Joan Mir, Repsol Honda Team
Mir meent dat de 2024 RC213V iedere run een stukje competitiever wordt. “Ik heb het gevoel dat we dichterbij komen”, vertelt hij wanneer hij door Motorsport.com wordt gevraagd of er tijdens de tests grote stappen zijn gezet. “We staan niet waar we willen, maar ik zie zeker het potentieel. Sommige aspecten waar we vorig jaar minder goed op presteerden, waren tijdens de eerste testdag een stuk beter. Dat ik mijn rondetijd heb kunnen verbeteren zonder echt te pushen, betekent dat ik me op de motor beter en comfortabeler voel. Ik rem nog niet op het punt waar ik denk dat het kan, maar dat zullen we morgen [tweede testdag] moeten aanpassen. Ik kan er nu meer van genieten. Wanneer ik dat doe, denk ik dat ik snel kan zijn.”

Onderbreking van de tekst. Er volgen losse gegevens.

Issue #601, opened 2020-09-11
zarr.open and friends should handle Path objects


clbarnes:
Strictly, anything which doesn't cause `os.fspath` to raise a TypeError.

#### Minimal, reproducible code sample, a copy-pastable example if possible

```python
import zarr
from pathlib import Path

path_str = "path/to/array.zarr"

zarr.open(path_str)  # works fine
zarr.open(Path(path_str))  # fails with TypeError because it's not a str and not iterable
```

#### Problem description

pathlib is great and everyone should use it whenever appropriate. Personally, I even subclass PurePosixPath for manipulations of object names inside hdf5/ zarr/ n5 containers.

People with zarr objects on the file system should want to use `Path`s to refer to them, so zarr should support people doing so.

This should just be a case of trying `os.fspath` on the store/path argument(s) for most of the functions in `convenience`.

#### Version and installation information

Please provide the following:

* Value of ``zarr.__version__``: 2.4.0
* Value of ``numcodecs.__version__``: 0.6.4
* Version of Python interpreter: 3.8.5
* Operating system (Linux/Windows/Mac): Linux
* How Zarr was installed (e.g., "using pip into virtual environment", or "using conda"): pip in virtual environment

clbarnes:
Ah, I see zarr still supports 3.5, which has pathlib but doesn't support it in much of the standard library, and doesn't have fspath. This can hold off a couple of days until 3.5 is EOL, then.

clbarnes:
Released in 2.9.0: https://zarr.readthedocs.io/en/stable/release.html#enhancements

Issue #261, opened 2018-05-10
open...() functions should accept pathlib.Path


alimanfoo:
#### Minimal, reproducible code sample, a copy-pastable example if possible

```python
from pathlib import Path
store = Path('/path/to/store')
zarr.open_group(store)
```
...gives:
```
---------------------------------------------------------------------------
TypeError                                 Traceback (most recent call last)
<ipython-input-8-4a4272aec66c> in <module>()
----> 1 codon_position = zarr.open_group(output_dir / 'codon_position.zarr.zip')
      2 codon_position.tree()

~/github/wtsi-team112/vector-ops/deps/conda/envs/vector-ops/lib/python3.6/site-packages/zarr/hierarchy.py in open_group(store, mode, cache_attrs, synchronizer, path)
   1117 
   1118     elif mode == 'a':
-> 1119         if contains_array(store, path=path):
   1120             err_contains_array(path)
   1121         if not contains_group(store, path=path):

~/github/wtsi-team112/vector-ops/deps/conda/envs/vector-ops/lib/python3.6/site-packages/zarr/storage.py in contains_array(store, path)
     70     prefix = _path_to_prefix(path)
     71     key = prefix + array_meta_key
---> 72     return key in store
     73 
     74 

TypeError: argument of type 'PosixPath' is not iterable
```

#### Problem description

Functions that accept a string path for the store argument should also accept Path object.

#### Version and installation information

Please provide the following:

* Value of ``zarr.__version__``: 2.2.0
* Version of Python interpreter: 3.6

jakirkham:
Imagine @martindurant has thoughts on this one. 😉

martindurant:
Yeah...
Having filenames as a possibility is a fairly natural convenience, but the real input for zarr functionality is a key-value mapper over some file-system. 

Maybe I'm just too old for pathlib, but wouldn't it be easier for the user to coerce the object to str in the line passing it to zarr rather than zarr having to check for another condition?

nehz:
Passing pathlib paths around is becoming more common, at least the error message should be something more sane I think (e.g TypeError)

martindurant:
Note that fsspec does support Path objects now, except they don't really make sense for anything non-local. From zarr's point of view, a Path should probably be assumed to be local, and so invoke the directory-store directly rather than going via fsspec.

LunarLanding:
Most software I've been using accepts path objects. Would a minimal pull request be accepted?

[...]

PR #768, opened 2021-06-04
Pathlib support

clbarnes:
Minor changes to utility functions to allow convenience functions to work with `os.PathLike`s; see #261 and #601. These now just normalise to `str`, which the DirectoryStore was doing explicitly before anyway. It might be nice to avoid that and for the `path` member of things containing a path to store (/return) it as a `Path`, but that was a more invasive change; the main value here is avoiding the errors.

One module defined a `Path` newtype for typing purposes; I renamed that to `PathType` for clarity.

I found it a little confusing to see "path" used to describe zarr's internal keys; looking through the code, you have to get whether it's talking about key or e.g. file system path from context. Would changing that verbiage be considered in an upcoming major version increment? Another "going forward" thought: it's a bit of a pain/ source of errors to manipulate path-like things as strings, which is why pathlib exists. Would you consider something like

```python
from pathlib import PurePosixPath

class ZarrKey(PurePosixPath):
    pass
```

for internal use to begin with? On the flip side, we'd need to be more careful about `os.PathLike` checks, but there are only a couple in there.

Lastly, where in `release.rst` do new features go? There doesn't seem to be an entry for "current release" features.

TODO:
    - Nothing to document as I would assume this behaviour from anything interacting with the file system

### DIFF
--- a/zarr/storage.py
+++ b/zarr/storage.py
@@ -20,7 +20,6 @@ import glob
 import multiprocessing
 import operator
 import os
-from pathlib import Path
 import re
 import shutil
 import sys
@@ -78,7 +77,7 @@ except ImportError:  # pragma: no cover
     default_compressor = Zlib()
 
 
-Path = Union[str, bytes, None]
+PathType = Union[str, bytes, None]
 
 
 def _path_to_prefix(path: Optional[str]) -> str:
@@ -90,7 +89,7 @@ def _path_to_prefix(path: Optional[str]) -> str:
     return prefix
 
 
-def contains_array(store: MutableMapping, path: Path = None) -> bool:
+def contains_array(store: MutableMapping, path: PathType = None) -> bool:
     """Return True if the store contains an array at the given logical path."""
     path = normalize_storage_path(path)
     prefix = _path_to_prefix(path)
@@ -98,7 +97,7 @@ def contains_array(store: MutableMapping, path: Path = None) -> bool:
     return key in store
 
 
-def contains_group(store: MutableMapping, path: Path = None) -> bool:
+def contains_group(store: MutableMapping, path: PathType = None) -> bool:
     """Return True if the store contains a group at the given logical path."""
     path = normalize_storage_path(path)
     prefix = _path_to_prefix(path)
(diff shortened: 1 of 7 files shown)


joshmoore:
> Would you consider something like ... `class ZarrKey(PurePosixPath)` for internal use to begin with?

Interesting. I'd be especially happy if I could attach extra metadata to that ;) see https://github.com/zarr-developers/zarr-python/issues/769#issuecomment-861719216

Een achilleshiel van de Honda blijft – net als voorgaande jaren – het gebrek aan tractie. Helaas voor Mir lijkt er op dit gebied weinig progressie te zijn geboekt. “Eerlijk gezegd denk ik dat de grip en de tractie op het moment niet veel beter is” geeft hij toe. “Het is sinds Sepang niet veranderd. We moeten roeien met de riemen die we hebben. Ik denk dat er potentieel is, maar grip en accelaratie blijven ons zwaktepunten. Hiermee heb je ook een groter probleem tijdens de laatste rondes van de race. Je probeert te managen, maar de bandenprestaties droppen harder dan bij anderen”, aldus de Spaanse motorcoureur. Dinsdag wordt de laatste officiële testdag afgelegd, maar door de nieuwe concessiereglementen kan Honda gedurende het gehele seizoen doorgaan met testen.